Segment Start: EXTRACTED MATERIAL

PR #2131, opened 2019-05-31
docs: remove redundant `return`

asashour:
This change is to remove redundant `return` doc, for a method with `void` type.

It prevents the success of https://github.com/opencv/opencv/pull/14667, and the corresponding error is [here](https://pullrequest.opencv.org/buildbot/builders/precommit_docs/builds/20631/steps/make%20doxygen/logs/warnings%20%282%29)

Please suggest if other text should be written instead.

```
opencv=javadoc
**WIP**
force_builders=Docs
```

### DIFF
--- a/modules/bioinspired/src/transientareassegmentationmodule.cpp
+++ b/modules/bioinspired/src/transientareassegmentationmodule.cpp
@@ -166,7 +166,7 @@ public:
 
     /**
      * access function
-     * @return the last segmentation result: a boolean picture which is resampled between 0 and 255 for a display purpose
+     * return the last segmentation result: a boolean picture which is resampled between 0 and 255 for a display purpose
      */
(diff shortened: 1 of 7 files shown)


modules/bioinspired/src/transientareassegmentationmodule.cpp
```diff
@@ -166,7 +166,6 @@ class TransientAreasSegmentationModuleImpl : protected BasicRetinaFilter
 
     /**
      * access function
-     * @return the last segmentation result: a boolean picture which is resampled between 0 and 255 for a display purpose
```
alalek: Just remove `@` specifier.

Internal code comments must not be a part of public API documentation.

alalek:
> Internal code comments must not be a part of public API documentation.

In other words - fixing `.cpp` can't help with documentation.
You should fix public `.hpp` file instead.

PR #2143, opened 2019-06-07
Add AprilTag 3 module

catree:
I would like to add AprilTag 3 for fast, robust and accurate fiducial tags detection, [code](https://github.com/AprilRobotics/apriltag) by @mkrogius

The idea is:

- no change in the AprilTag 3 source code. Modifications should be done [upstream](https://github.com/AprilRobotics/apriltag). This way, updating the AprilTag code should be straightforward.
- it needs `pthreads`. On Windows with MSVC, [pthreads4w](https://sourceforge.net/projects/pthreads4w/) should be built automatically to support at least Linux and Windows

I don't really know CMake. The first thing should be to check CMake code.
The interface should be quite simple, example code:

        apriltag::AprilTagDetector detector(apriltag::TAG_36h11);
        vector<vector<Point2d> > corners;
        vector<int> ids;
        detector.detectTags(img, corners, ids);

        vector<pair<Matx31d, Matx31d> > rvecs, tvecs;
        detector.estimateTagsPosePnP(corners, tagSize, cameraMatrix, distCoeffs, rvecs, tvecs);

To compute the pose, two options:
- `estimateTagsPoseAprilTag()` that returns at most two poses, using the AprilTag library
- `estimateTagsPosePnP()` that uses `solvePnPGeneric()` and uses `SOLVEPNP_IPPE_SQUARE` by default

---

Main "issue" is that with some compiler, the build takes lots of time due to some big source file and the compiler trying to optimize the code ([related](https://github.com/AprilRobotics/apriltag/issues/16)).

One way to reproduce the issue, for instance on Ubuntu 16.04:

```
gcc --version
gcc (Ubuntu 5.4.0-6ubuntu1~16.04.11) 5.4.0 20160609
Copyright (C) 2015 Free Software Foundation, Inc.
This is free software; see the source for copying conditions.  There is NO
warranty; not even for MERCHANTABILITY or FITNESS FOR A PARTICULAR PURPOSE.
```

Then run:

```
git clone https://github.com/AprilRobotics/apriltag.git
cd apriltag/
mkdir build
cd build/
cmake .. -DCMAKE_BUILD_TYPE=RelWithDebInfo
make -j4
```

Segment End: EXTRACTED MATERIAL
Segment Start: EXTRACTED MATERIAL

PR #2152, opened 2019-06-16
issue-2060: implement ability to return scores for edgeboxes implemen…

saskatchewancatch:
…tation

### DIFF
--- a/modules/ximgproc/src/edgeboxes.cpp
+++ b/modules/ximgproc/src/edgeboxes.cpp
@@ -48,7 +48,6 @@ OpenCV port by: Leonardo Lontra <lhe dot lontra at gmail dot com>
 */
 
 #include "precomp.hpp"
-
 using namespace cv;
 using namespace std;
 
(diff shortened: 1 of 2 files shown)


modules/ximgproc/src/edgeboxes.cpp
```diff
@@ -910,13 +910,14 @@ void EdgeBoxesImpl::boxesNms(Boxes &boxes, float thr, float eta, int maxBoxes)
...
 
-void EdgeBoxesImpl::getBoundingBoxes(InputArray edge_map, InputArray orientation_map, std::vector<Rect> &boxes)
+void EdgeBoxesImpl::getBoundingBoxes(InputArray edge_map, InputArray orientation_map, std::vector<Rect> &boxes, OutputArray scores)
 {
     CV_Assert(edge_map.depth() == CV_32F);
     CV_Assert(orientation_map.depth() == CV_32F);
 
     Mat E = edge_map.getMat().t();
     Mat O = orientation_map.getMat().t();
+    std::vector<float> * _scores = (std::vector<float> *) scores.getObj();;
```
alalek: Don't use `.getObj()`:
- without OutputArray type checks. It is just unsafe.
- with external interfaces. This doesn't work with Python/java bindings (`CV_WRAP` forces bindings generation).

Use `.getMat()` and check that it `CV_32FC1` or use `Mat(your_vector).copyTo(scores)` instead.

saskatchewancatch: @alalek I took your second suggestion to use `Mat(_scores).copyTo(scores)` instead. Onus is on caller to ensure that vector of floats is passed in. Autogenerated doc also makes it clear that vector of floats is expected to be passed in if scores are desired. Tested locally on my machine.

Segment End: EXTRACTED MATERIAL

Looking at the entries, work out how many lines hold the word "documentation". Give the number and nothing else.

• _YOUR RESPONSE_:
3